Look through the listing and locate every line containing the word "burst"; copy those lines.

- - - -

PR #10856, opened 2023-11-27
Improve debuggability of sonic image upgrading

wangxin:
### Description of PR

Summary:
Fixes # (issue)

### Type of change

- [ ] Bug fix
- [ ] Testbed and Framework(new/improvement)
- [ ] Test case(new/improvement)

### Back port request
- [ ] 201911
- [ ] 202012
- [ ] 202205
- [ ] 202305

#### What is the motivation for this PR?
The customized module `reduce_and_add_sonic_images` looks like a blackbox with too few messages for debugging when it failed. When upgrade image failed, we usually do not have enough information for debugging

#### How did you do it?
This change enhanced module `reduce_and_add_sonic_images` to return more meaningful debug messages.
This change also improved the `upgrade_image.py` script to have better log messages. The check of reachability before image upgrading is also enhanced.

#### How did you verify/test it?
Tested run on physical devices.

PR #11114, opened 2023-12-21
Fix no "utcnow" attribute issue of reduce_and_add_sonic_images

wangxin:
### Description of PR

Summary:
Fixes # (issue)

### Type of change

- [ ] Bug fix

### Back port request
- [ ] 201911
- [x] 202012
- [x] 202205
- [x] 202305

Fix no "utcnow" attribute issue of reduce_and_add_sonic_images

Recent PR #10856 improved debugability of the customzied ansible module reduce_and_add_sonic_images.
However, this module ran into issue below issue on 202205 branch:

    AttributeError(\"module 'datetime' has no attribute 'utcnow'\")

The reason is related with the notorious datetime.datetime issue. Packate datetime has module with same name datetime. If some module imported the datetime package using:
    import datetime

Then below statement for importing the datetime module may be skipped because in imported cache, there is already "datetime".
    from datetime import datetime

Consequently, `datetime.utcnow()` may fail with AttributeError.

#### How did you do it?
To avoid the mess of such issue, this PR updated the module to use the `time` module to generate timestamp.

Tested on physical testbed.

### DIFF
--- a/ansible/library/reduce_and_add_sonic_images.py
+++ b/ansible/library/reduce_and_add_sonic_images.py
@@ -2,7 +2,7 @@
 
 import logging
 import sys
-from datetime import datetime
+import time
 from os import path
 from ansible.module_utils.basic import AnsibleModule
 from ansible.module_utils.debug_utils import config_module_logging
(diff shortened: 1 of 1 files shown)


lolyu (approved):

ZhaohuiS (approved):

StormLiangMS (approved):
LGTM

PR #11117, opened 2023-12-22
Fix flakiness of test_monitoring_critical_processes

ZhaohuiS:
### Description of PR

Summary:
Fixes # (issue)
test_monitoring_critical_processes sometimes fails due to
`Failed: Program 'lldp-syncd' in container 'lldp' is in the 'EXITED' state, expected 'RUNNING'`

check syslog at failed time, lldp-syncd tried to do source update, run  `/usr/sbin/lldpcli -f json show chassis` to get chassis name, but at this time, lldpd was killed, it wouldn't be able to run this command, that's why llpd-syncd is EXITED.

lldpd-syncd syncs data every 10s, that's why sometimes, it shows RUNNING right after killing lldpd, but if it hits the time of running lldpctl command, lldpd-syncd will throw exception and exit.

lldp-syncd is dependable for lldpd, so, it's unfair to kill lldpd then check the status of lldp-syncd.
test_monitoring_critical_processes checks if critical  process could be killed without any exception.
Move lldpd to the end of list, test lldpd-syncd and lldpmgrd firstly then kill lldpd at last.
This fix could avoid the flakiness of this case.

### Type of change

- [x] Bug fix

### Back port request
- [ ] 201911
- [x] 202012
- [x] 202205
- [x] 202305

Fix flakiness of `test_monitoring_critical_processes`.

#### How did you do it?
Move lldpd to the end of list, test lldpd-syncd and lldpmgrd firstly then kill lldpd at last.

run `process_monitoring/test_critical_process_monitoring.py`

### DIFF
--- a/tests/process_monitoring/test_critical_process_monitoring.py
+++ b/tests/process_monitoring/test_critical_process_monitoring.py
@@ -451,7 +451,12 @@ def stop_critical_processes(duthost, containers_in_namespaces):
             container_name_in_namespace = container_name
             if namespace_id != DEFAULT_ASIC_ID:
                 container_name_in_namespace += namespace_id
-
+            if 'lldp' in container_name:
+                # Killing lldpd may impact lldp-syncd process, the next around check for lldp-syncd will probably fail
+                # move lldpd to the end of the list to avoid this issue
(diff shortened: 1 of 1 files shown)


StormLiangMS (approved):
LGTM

- - - -

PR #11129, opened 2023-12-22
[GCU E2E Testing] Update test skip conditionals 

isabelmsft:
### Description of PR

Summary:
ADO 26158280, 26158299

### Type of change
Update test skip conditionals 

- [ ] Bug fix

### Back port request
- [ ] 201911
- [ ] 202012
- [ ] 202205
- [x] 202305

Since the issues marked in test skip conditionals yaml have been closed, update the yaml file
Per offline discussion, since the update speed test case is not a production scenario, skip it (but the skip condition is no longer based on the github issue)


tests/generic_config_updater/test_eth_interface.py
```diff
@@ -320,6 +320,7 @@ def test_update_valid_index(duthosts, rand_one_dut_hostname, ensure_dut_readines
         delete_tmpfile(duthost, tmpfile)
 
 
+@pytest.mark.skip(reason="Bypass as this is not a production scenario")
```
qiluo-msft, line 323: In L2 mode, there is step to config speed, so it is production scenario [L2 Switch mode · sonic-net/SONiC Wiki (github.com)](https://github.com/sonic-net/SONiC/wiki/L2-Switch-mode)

- - - -

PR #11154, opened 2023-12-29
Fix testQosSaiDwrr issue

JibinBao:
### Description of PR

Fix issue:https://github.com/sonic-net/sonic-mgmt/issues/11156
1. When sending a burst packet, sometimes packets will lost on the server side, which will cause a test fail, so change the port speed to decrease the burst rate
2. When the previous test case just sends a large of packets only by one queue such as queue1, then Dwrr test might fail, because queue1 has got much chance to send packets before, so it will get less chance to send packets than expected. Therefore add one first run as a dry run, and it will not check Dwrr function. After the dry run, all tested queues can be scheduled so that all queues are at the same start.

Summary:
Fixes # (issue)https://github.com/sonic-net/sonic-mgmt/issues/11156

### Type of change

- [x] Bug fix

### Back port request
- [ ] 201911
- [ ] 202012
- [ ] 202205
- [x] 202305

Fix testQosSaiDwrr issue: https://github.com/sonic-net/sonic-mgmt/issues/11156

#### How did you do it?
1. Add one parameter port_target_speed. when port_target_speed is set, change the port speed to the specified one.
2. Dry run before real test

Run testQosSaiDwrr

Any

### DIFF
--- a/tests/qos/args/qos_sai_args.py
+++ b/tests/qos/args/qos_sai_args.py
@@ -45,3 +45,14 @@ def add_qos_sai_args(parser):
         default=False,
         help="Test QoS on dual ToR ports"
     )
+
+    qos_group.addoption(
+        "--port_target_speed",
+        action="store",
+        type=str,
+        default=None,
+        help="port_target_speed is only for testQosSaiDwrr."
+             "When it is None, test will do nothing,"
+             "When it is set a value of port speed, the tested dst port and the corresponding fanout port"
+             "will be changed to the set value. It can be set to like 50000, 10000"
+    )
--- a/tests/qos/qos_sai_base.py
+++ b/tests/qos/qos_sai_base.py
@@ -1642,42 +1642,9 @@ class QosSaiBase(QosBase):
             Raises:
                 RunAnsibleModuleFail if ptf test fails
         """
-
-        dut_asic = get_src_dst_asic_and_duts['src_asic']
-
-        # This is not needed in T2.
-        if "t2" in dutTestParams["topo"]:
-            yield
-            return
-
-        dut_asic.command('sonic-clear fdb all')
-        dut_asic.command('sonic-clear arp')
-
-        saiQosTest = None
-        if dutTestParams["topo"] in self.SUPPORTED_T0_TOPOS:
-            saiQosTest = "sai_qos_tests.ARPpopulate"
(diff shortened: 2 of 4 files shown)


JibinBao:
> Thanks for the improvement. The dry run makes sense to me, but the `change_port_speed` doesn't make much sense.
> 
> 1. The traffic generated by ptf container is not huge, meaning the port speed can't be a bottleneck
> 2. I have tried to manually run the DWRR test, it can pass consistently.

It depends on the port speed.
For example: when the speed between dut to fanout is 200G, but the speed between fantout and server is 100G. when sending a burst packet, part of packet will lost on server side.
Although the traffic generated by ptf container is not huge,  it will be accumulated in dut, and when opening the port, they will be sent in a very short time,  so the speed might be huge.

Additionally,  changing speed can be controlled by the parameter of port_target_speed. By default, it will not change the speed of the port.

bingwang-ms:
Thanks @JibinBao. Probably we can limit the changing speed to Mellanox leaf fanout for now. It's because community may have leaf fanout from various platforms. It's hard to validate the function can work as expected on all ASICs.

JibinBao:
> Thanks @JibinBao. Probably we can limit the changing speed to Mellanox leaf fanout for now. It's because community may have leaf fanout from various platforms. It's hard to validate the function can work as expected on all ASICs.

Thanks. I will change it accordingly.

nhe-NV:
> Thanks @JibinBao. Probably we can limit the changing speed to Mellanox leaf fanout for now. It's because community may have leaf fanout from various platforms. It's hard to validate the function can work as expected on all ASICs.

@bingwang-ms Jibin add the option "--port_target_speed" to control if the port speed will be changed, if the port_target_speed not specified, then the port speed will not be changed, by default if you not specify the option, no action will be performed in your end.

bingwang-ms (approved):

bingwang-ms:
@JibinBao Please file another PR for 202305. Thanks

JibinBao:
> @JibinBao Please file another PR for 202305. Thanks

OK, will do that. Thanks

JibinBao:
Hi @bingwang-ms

- - - -

§ **Task output**:
1. When sending a burst packet, sometimes packets will lost on the server side, which will cause a test fail, so change the port speed to decrease the burst rate
For example: when the speed between dut to fanout is 200G, but the speed between fantout and server is 100G. when sending a burst packet, part of packet will lost on server side.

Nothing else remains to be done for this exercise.